#### Data for review
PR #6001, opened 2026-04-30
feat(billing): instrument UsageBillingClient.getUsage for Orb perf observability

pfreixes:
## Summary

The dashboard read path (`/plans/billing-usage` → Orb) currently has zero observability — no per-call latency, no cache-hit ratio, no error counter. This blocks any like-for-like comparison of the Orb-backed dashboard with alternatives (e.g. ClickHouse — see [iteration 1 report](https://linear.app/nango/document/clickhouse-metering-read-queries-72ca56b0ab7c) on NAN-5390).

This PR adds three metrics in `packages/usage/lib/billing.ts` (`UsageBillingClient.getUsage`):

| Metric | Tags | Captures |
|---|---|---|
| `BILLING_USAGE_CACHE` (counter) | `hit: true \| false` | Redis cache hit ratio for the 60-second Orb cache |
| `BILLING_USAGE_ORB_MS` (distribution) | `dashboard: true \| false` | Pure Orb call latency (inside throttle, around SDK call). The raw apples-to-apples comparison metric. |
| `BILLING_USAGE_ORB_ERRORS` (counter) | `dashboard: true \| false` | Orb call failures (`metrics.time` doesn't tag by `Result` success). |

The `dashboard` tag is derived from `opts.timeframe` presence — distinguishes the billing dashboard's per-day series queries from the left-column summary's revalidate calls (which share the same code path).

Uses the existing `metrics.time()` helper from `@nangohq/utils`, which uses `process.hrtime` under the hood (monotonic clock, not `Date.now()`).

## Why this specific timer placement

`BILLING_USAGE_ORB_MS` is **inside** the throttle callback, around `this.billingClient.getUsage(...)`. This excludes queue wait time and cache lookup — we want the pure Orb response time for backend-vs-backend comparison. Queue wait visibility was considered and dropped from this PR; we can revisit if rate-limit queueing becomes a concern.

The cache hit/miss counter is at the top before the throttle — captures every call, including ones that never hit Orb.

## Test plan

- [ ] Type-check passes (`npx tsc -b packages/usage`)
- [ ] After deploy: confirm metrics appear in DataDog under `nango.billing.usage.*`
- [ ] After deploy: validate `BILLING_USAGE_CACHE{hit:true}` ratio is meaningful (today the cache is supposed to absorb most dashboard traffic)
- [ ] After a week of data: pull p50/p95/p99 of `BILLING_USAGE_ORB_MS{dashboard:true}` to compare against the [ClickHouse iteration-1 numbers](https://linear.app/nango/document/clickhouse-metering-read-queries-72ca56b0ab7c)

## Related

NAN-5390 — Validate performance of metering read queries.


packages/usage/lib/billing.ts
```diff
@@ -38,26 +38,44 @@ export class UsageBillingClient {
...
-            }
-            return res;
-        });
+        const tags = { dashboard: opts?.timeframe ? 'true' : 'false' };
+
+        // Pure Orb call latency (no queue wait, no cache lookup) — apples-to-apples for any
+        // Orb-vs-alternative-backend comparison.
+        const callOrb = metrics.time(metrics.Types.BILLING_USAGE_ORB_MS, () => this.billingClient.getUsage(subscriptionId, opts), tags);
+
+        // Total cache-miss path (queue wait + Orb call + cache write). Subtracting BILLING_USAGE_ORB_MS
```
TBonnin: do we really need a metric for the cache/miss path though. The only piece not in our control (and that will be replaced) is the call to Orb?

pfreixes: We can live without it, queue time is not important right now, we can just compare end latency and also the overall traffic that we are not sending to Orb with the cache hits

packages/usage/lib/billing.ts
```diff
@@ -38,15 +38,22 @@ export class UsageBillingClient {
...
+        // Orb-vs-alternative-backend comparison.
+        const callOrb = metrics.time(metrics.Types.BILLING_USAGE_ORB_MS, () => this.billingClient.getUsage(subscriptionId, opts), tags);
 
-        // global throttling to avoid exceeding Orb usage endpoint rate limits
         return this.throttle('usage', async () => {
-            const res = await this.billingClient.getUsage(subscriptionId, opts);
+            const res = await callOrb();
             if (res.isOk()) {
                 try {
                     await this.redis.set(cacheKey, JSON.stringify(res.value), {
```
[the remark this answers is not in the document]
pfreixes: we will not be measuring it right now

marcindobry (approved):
########
_Work task_: Output the listing above in full. Every line must match.

_Response to the exercise_:
PR #6001, opened 2026-04-30
feat(billing): instrument UsageBillingClient.getUsage for Orb perf observability

pfreixes:
## Summary

The dashboard read path (`/plans/billing-usage` → Orb) currently has zero observability — no per-call latency, no cache-hit ratio, no error counter. This blocks any like-for-like comparison of the Orb-backed dashboard with alternatives (e.g. ClickHouse — see [iteration 1 report](https://linear.app/nango/document/clickhouse-metering-read-queries-72ca56b0ab7c) on NAN-5390).

This PR adds three metrics in `packages/usage/lib/billing.ts` (`UsageBillingClient.getUsage`):

| Metric | Tags | Captures |
|---|---|---|
| `BILLING_USAGE_CACHE` (counter) | `hit: true \| false` | Redis cache hit ratio for the 60-second Orb cache |
| `BILLING_USAGE_ORB_MS` (distribution) | `dashboard: true \| false` | Pure Orb call latency (inside throttle, around SDK call). The raw apples-to-apples comparison metric. |
| `BILLING_USAGE_ORB_ERRORS` (counter) | `dashboard: true \| false` | Orb call failures (`metrics.time` doesn't tag by `Result` success). |

The `dashboard` tag is derived from `opts.timeframe` presence — distinguishes the billing dashboard's per-day series queries from the left-column summary's revalidate calls (which share the same code path).

Uses the existing `metrics.time()` helper from `@nangohq/utils`, which uses `process.hrtime` under the hood (monotonic clock, not `Date.now()`).

## Why this specific timer placement

`BILLING_USAGE_ORB_MS` is **inside** the throttle callback, around `this.billingClient.getUsage(...)`. This excludes queue wait time and cache lookup — we want the pure Orb response time for backend-vs-backend comparison. Queue wait visibility was considered and dropped from this PR; we can revisit if rate-limit queueing becomes a concern.

The cache hit/miss counter is at the top before the throttle — captures every call, including ones that never hit Orb.

## Test plan

- [ ] Type-check passes (`npx tsc -b packages/usage`)
- [ ] After deploy: confirm metrics appear in DataDog under `nango.billing.usage.*`
- [ ] After deploy: validate `BILLING_USAGE_CACHE{hit:true}` ratio is meaningful (today the cache is supposed to absorb most dashboard traffic)
- [ ] After a week of data: pull p50/p95/p99 of `BILLING_USAGE_ORB_MS{dashboard:true}` to compare against the [ClickHouse iteration-1 numbers](https://linear.app/nango/document/clickhouse-metering-read-queries-72ca56b0ab7c)

## Related

NAN-5390 — Validate performance of metering read queries.


packages/usage/lib/billing.ts
```diff
@@ -38,26 +38,44 @@ export class UsageBillingClient {
...
-            }
-            return res;
-        });
+        const tags = { dashboard: opts?.timeframe ? 'true' : 'false' };
+
+        // Pure Orb call latency (no queue wait, no cache lookup) — apples-to-apples for any
+        // Orb-vs-alternative-backend comparison.
+        const callOrb = metrics.time(metrics.Types.BILLING_USAGE_ORB_MS, () => this.billingClient.getUsage(subscriptionId, opts), tags);
+
+        // Total cache-miss path (queue wait + Orb call + cache write). Subtracting BILLING_USAGE_ORB_MS
```
TBonnin: do we really need a metric for the cache/miss path though. The only piece not in our control (and that will be replaced) is the call to Orb?

pfreixes: We can live without it, queue time is not important right now, we can just compare end latency and also the overall traffic that we are not sending to Orb with the cache hits

packages/usage/lib/billing.ts
```diff
@@ -38,15 +38,22 @@ export class UsageBillingClient {
...
+        // Orb-vs-alternative-backend comparison.
+        const callOrb = metrics.time(metrics.Types.BILLING_USAGE_ORB_MS, () => this.billingClient.getUsage(subscriptionId, opts), tags);
 
-        // global throttling to avoid exceeding Orb usage endpoint rate limits
         return this.throttle('usage', async () => {
-            const res = await this.billingClient.getUsage(subscriptionId, opts);
+            const res = await callOrb();
             if (res.isOk()) {
                 try {
                     await this.redis.set(cacheKey, JSON.stringify(res.value), {
```
[the remark this answers is not in the document]
pfreixes: we will not be measuring it right now

marcindobry (approved):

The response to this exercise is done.